“They don’t, but they have a lot of technology that makes up for it. A machine that washes clothes, for instance. And another one that dries them.”
“A machine to dry clothes? Who ever heard of such a ridiculous thing,” Lydia replied. “Is there no sun or wind in the future?”
“It goes much faster,” Henry argued. “Everything there is faster, really. It’s all instantaneous, or so close to being so that it makes no matter.”
“Where did you stay?” asked Maggie, always the taskmaster.
“With—the friends I made. They lived in a sort of tenement building, and for a while I was in an empty flat, and then when the occupant returned, I stayed with some of them.”
“That must have been ghastly, sharing a tenement,” Anne said, making a face.
“It’s actually quite nice. Nothing like the ones you’re thinking of. The future is so different from what we think it will be, as a matter of fact.”
From there his family had fewer questions, or perhaps so many more they couldn’t decide how to articulate them. Like with George, Henry made his decision to stay longer a little fuzzy; rather than deciding he couldn’t say goodbye to a woman, which felt unimaginably selfish after seeing how overjoyed his family was to have him back, he made it sound like there’d been a miscalculation on the time, leading to him missing the window to return. There were a few times he couldn’t avoid mentioning Daphne entirely, and both times Anne’s eyes narrowed slightly, but she stayed silent.
“And then I went to George’s office first, as I was sure he’d still be there, before we came straight here,” Henry finished.
Lydia’s cup was empty and she stood, pulling him up for another hug. “Welcome home,” she whispered. “I never dared hope. When you didn’t return home that day, I thought you’d slipped into the Firth and drowned. You’re a fair swimmer, but not a strong one, and the waves were big that day.”
“I’m sorry,” he murmured into his mother’s grey hair. “I would have come back that day, if I could.” That, at least, wasn’t a lie.
Lydia stepped back and wiped one more tear from her cheek. “I think this calls for a celebration. Cook shouldn’t be woken at this time of night, but Shep—Shepard can find something more hearty than this in the kitchen for us.”

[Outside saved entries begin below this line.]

PR #1852, opened 2018-10-23
Add logstash support

### LINKED ISSUE #1321: add logstash to stack of laradock

blunket:
This PR adds support for Logstash. I have not updated documentation yet at this time as I want to ensure this is on the right track first.

This PR is a product of my first-ever experience with any of Docker, Laravel, Laradock OR Logstash, so I expect I may have made mistakes here. I would love any help and feedback to make this as perfect and portable as possible to help other devs. (Including help making anything into an environment variable that should be)

This fixes #1321 also.


docker-compose.yml
```diff
@@ -697,7 +715,7 @@ services:
       networks:
         - frontend
         - backend
-
```
vladyslavstartsev: can you please revert all of those whitespace removing lines back?
This PR is small, but it's definitely  easier to look at PR without such things

vladyslavstartsev:
@blunket there is also not that much activity in past months

blunket:
hey, thanks for the merge! I was expecting some changes would be necessary first. For example the people using logstash may not need MySQL. should we account for that or are we good for now?

bestlong:
Just take up more storage space.
If you think the removal will be more appropriate.
new PR is welcome.

DJviolin:
@blunket Please can you explain why the Logstash configuration needs to include `env_file` field explicitly?

It's creating an issue if you want to create a Laradock folder structure, where you keep it's repository untouched and calling docker-compose from a parent folder, it throws error because of file missing, for example:

```sh
$ docker-compose --env-file .env -f laradock/docker-compose.yml -f docker-compose.override.yml config up -d nginx mariadb adminer
```

Related issue: [https://github.com/laradock/laradock/issues/3146](https://github.com/laradock/laradock/issues/3146)

DJviolin:
I think it would be much better to only include the needed environment variables for Logstash, like every other images. This way, it will be possible to use Laradock without to touch any file within the Laradock git repository and only copy out the .env file to the parent dir, where calling docker-compose is happening.

PR #1854, opened 2018-10-25
laravel-horizon

frnwtr:
Added laravel horizon


xlstefan:
Hi @frnwtr ,

Can you explain a bit how do I get this container to run horizon correctly?
Status of horizon when I go to /horizon says:  Inactive...
What am I missing?

xlstefan:
Ah, just needed to rename conf file:
laravel-horizon.conf.example -> **laravel-horizon.conf**

fridzema:
Is there any reason to install memcached in horizon container? 
Horizon only works with redis.

xlstefan:
Exactly, it doesn't have sense to have memcached then.
Container should contain only the necessary stuff.

vesper8:
so.. someone should make a PR to remove memcached then ?

I'm reading elsewhere that laradock has a reputation for carelessly bloating up its containers.. I guess this is what they mean

PR #1866, opened 2018-11-04
Remove duplicated docker-sync-strategy

JamShady:
Removed the duplicate DOCKER_SYNC_STRATEGY values from env-example that was unnecessarily added in the Thumbor merge via PR #1373 

I note the existing PR #1833, but that one removes the original value which is higher up in the file in the general setup area, and thus more visible and appropriately placed for developers tweaking their config, as opposed to this duplicated entry which appears near the middle of the file in the container configuration options, and you'd have to know about it to change it.


bestlong:
duplicate #1808

PR #1888, opened 2018-11-22
FIX PHP YAML extension #1798

michaelradionov:
Just changed parameter's name in .env for PR #1798


michaelradionov:
Argh, one more mistake. Thanks for fixing!

PR #1926, opened 2019-01-02
`apt-get update` needs to be run for mssql to work properly

fredwu:
Hi,

We found that `apt-get update` needs to be run before pulling in `apt-transport-https` otherwise `pdo_sqlsrv` won't be added successfully.


bestlong:
this issue cause by build cache.
Can U build php-fpm with no cache, use `docker-compose build --no-cache php-fpm`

“I’ll cook,” Henry offered without thinking.
The reaction was immediate. He might as well have fired a cannon into the parlor. Maggie laughed, George scoffed, and his mother huffed, “Well, I never.” Only Anne seemed less than mortally offended by his suggestion. Even though he’d known that it wasn’t common in his time for men—especially men of his status—to cook, he hadn’t considered how alien it would seem to his loved ones.
“You cook?” Lydia sputtered.
“Do men in the future really do that?” Anne asked.
Henry shrugged. “Some do, some don’t, just as some women in the future do, and some don’t.”
“What on earth has happened to society there?” Maggie demanded.
“It sounds ghastly,” George said. “When you said no servants, I assumed there would at least be a cook.”
“You won’t have to do that anymore, darling,” Lydia said. “Shepard can manage to find a few more things for us to eat.”
The reality set in for Henry all at once. A wealthy man doing his own cooking just wasn’t done in the nineteenth century unless he wanted to be called “eccentric.” Henry’s family were still strivers, despite their money, and he would need to follow the rules of society as they existed once again.
He would go back to the import business too, with the endless columns of numbers and lists and bills of lading. Regret coupled with grief for the life he’d left behind rose up inside him, and he wondered if this was what it would always be like now, never feeling at home in his time, always feeling out of place. He’d spent so long in the twenty-first century yearning for the past, and now that he was back, he was yearning for the future.
Chapter Twenty-Nine
“What’s in your knapsack?” Anne asked around a mouthful of cold roast chicken, nodding toward the pack he’d left against the wall. George and Maggie were discussing a ship that had been delayed by a storm, while Lydia spoke softly to Shepard in the corner.
The gang had had several conversations about the ethics of sending him back with modern medicine, aswhat about paradoxeswas something most of them seemed gravely concerned with, despite not being able to sufficiently explain the issue to him. However, in the end they’d packed him up with half a dozen different medicines and an old pharmacological textbook, with the caveat that he had to immediately promise to write a will wherein that book would be burned upon his death, to lessen the chance of “breaking the space-time continuum.”
“Medicines, mostly,” he said, and Anne’s eyes lit up.
“What sort? Tonics? Something for pain?”
“A few for pain, but the rest are for infections. There’s a book that explains how to use them, but we have to be careful, as these haven’t been invented or discovered yet.”
Anne furrowed her brow. “Why does that matter?”
Henry sighed. “No one would really explain, but I guess things are supposed to happen in a specific order, and they’re worried that if something happens too early, it could keep other important things from happening.”